Les vins de Pomerol, l’expression du terroir, ont une robe en général sombre et profonde sur le pourpre. Le nez est un bouquet puissant et complexe, chaleureux avec des notes de truffe, de cassis, de framboise, de crème fraîche et d’amande grillée. L’attaque est particulièrement harmonieuse, ronde et souple. L’évolution est charnue et dense. La structure est tannique (la plus tannique de Bordeaux) avec des touches de cassis, de truffe, de grains rôtis et même de viandé en finale.
Le goût de Saint Emilion
Saint Emilion se trouve à côté de Pomerol et représente 5150 hectares avec 971 déclarants. Avec, contrairement à son voisin, 3 cépages (Merlot, Cabernet Franc mais aussi Cabernet Sauvignon pour 10% de l’encépagement), les sols de St Emilion sont extrêmement variés et si certaines parcelles ne donnaient pas naissance à de Grands Crus, jamais elles n’auraient fait parties de l’appellation. Saint Emilion se trouve sur un plateau calcaire, argilo-calcaire même dans le cœur de Saint Emilion ainsi qu’à l’est et au nord. Au nord ouest, les sols sont des graves silicieuses ou argilieuses. Il y a aussi des parcelles composées d’alluvions silicieuses avec des petites graves plus ou moins sableuses.

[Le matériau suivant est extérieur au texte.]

PR #227, opened 2016-06-15
Core 7702 Frequent 'Unexpectedly disconnected' errors in logs relating to Websockets

sri2k1us:
Turns out that it was logged by our code at ERROR level although it not required. Changed that to INFO level. Refactored other logging messages.

### DIFF
--- a/ui/de-webapp/src/main/java/org/iplantc/de/server/websocket/MessageHandler.java
+++ b/ui/de-webapp/src/main/java/org/iplantc/de/server/websocket/MessageHandler.java
@@ -41,9 +41,9 @@ public abstract class MessageHandler extends WebSocketHandlerAdapter {
     @Override
     public void onOpen(WebSocket webSocket) throws IOException {
         notificationReceiver = new ReceiveNotificationsDirect();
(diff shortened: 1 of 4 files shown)


ui/de-webapp/src/main/java/org/iplantc/de/server/websocket/MessageHandler.java
```diff
@@ -65,7 +65,7 @@ public void onDisconnect(AtmosphereResourceEvent event) {
                     }
                 } catch (IOException e) {
                     e.printStackTrace();
-                    logger.error("^^^^^^^^^^^ exception aborting channel! ^^^^^^^^");
+                    logger.error("Exception aborting channel:" + e.getMessage());
```
psarando: Is it possible to pass the Throwable as another param to these `error` log messages, rather than concatenating the exception message and separately calling the `printStackTrace` method?

For example:
```java
logger.error("Exception aborting channel", e);
```

sri2k1us: 👍

PR #231, opened 2016-06-17
CORE-7715 Allow metadata AVU's to attach to other metadata AVU’s.

psarando:
Updated the metadata service GET/PUT/POST avus endpoints to support each AVU having its own `avus` list.

### DIFF
--- a/services/metadata/src/metadata/persistence/avu.clj
+++ b/services/metadata/src/metadata/persistence/avu.clj
@@ -5,7 +5,11 @@
   (:require [kameleon.db :as db]
             [korma.core :as sql]))
 
-(def ^:private data-types [(db/->enum-val "file") (db/->enum-val "folder")])
+(defn- target-where-clause
+  "Adds a where-clause to the given query for the given target."
+  [query target-type target-id]
+  (where query {:target_id   target-id
+                :target_type (db/->enum-val target-type)}))
 
 (defn filter-targets-by-attr-values
   "Finds the given targets that have the given attribute and any of the given values."
@@ -32,9 +36,7 @@
 (defn get-avus-for-target
   "Gets AVUs for the given target."
   [target-type target-id]
-  (select :avus
-          (where {:target_id   target-id
-                  :target_type (db/->enum-val target-type)})))
+  (select :avus (target-where-clause target-type target-id)))
 
 (defn get-avus-by-attr
   "Finds all existing AVUs by the given targets and the given set of attributes."
@@ -59,9 +61,12 @@
 (defn add-avus
   "Adds the given AVUs to the Metadata database."
   [user-id avus]
-  (let [fmt-avu (comp #(update % :target_type db/->enum-val)
-                      #(assoc % :created_by  user-id
-                                :modified_by user-id))]
+  (let [fmt-avu (fn [avu]
+                  (-> avu
+                      (select-keys [:id :attribute :value :unit :target_type :target_id])
+                      (update :target_type db/->enum-val)
+                      (assoc :created_by  user-id
+                             :modified_by user-id)))]
     (insert :avus (values (map fmt-avu avus)))))
 
 (defn update-avu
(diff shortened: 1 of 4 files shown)


services/metadata/src/metadata/persistence/avu.clj
```diff
@@ -98,25 +103,38 @@
...
-      (delete (where query {:id [not-in avu-ids]})))))
+  "Removes AVUs for the given target-id that are not in the given set of avu-ids-to-keep."
+  [target-type target-id avu-ids-to-keep]
+  (let [avus-to-remove (-> (select* :avus)
+                           (target-where-clause target-type target-id)
+                           (add-orphaned-ids-where-clause avu-ids-to-keep)
+                           select)]
+    ;; Remove orphaned sub-AVUs of any AVUs to be removed by this request.
+    (doseq [{:keys [id]} avus-to-remove]
+      (remove-orphaned-avus "avu" id nil))
```
psarando: This recursive call to `metadata.persistence.avus/remove-orphaned-avus` ensures sub-AVUs of any AVUs about to be removed are cleaned up as well.

services/metadata/src/metadata/services/avus.clj
```diff
@@ -25,20 +25,29 @@
...
 
 (defn- remove-orphaned-avus
   "Removes any AVU for the given target-type and target-id that does not have a matching ID in the given
    set of avus."
-  [target-type target-id avus]
-  (->> avus
+  [target-type target-id avus-to-keep]
+  ;; Cleanup orphaned sub-AVUs of any AVUs to be kept by this request
+  (doseq [{:keys [id avus]} avus-to-keep]
+    (remove-orphaned-avus "avu" id avus))
```
psarando: This recursive call to `metadata.services.avus/remove-orphaned-avus` cleans up sub-AVUs of any AVUs to be kept.

services/metadata/src/metadata/persistence/avu.clj
ianmcorvidae: I don't know what korma provides for us, but in general I'd implement this with a recursive CTE passed to the delete, letting postgres do the work. Roughly:

```sql
WITH RECURSIVE orphaned AS
  (SELECT id FROM avus WHERE target_id = $1 AND target_type = $2 AND <avus to keep etc>
     UNION
   SELECT id FROM avus WHERE target_type = "avu" AND target_id IN (SELECT id FROM orphaned))
DELETE FROM avus WHERE id IN (SELECT id FROM orphaned)
```

but, I don't know if this is worth the time implementing/testing

dennisroberts71:
I didn't notice any improvements aside from the recursive CTE suggestion that Ian mentioned. This gets a :shipit: from me.

services/metadata/src/metadata/routes/domain/avus.clj
```diff
@@ -24,7 +24,8 @@
    :created_by (describe String "The ID of the user who created the AVU")
    :modified_by (describe String "The ID of the user who last modified the AVU")
    :created_on (describe Long "The date the AVU was created in ms since the POSIX epoch")
-   :modified_on (describe Long "The date the AVU was last modified in ms since the POSIX epoch")})
+   :modified_on (describe Long "The date the AVU was last modified in ms since the POSIX epoch")
+   (s/optional-key :avus) (describe [(s/recursive #'Avu)] "AVUs attached to this AVU")})
```
ianmcorvidae: Huh! Does using `s/recursive` actually work in swagger?

services/metadata/src/metadata/services/avus.clj
ianmcorvidae: Could you clarify what you mean here? If they're being kept, shouldn't it always keep everything underneath them anyway, or am I misunderstanding something about how `avus-to-keep` is structured?

ianmcorvidae: (alternatively if you have a test of this just pointing me at it will do, I think I'm probably just not understanding)

dennisroberts71: I understood `avus-to-keep` to be the set of AVUs that are still applied to the AVU being modified and that any other AVUs that were formerly applied to the target should be removed.

services/metadata/src/metadata/routes/domain/avus.clj
psarando: Yes! It's also how we're documenting our [data-info NavigationResponse](https://github.com/cyverse/DE/blob/2.6.0-RELEASE/services/data-info/src/data_info/routes/domain/navigation.clj#L12-L19) and [app tree parameters](https://github.com/cyverse/DE/blob/2.6.0-RELEASE/services/apps/src/apps/routes/domain/app.clj#L45-L51).

ianmcorvidae: Nice. I'm always mildly amazed when stuff like this works right :laughing:

services/metadata/src/metadata/services/avus.clj
psarando: [This test might describe this situation](https://github.com/cyverse/DE/pull/231/files#diff-8d52c057dadd66993a99da85bf06ff26R148).

Dennis is correct.

These `remove-orphaned-avus` functions are only called in the `Set AVUs` endpoint. So it's possible that an AVU may have 2 existing sub-AVUs, but only 1 of them is included in the request. This means the client intends to delete one sub-AVU, and keep/modify the other.

ianmcorvidae:
:shipit: seems good to me

services/metadata/src/metadata/persistence/avu.clj
psarando: I don't think korma gives us any functions or macros for recursive queries, but there's still the option to use `exec-raw` with a parameterized SQL string.

psarando: Although I don't know if `exec-raw` supports list parameters (for the AVU id list), so I'll merge this PR and maybe experiment with `exec-raw` in another PR.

Les vins de Saint Emilion, côté argilo-calcaire, ont une couleur moyennement intense sur le rubis pourpre s’il y a beaucoup d’argile ou sur le vermillon s’il y a plus de calcaire. Le nez est vif et subtil, fleuri. S’il y a du calcaire on aura même des notes terreuses non désagréables. La bouche est structurée avec des tannins légers. Souvent longilignes, les vins de Saint Emilion peuvent paraître austères dans la jeunesse. Mais fins et élégants, ces vins sont l’expression même du fruit avec des touches végétales évoluant sur la réglisse ou la menthe durant leur vieillesse.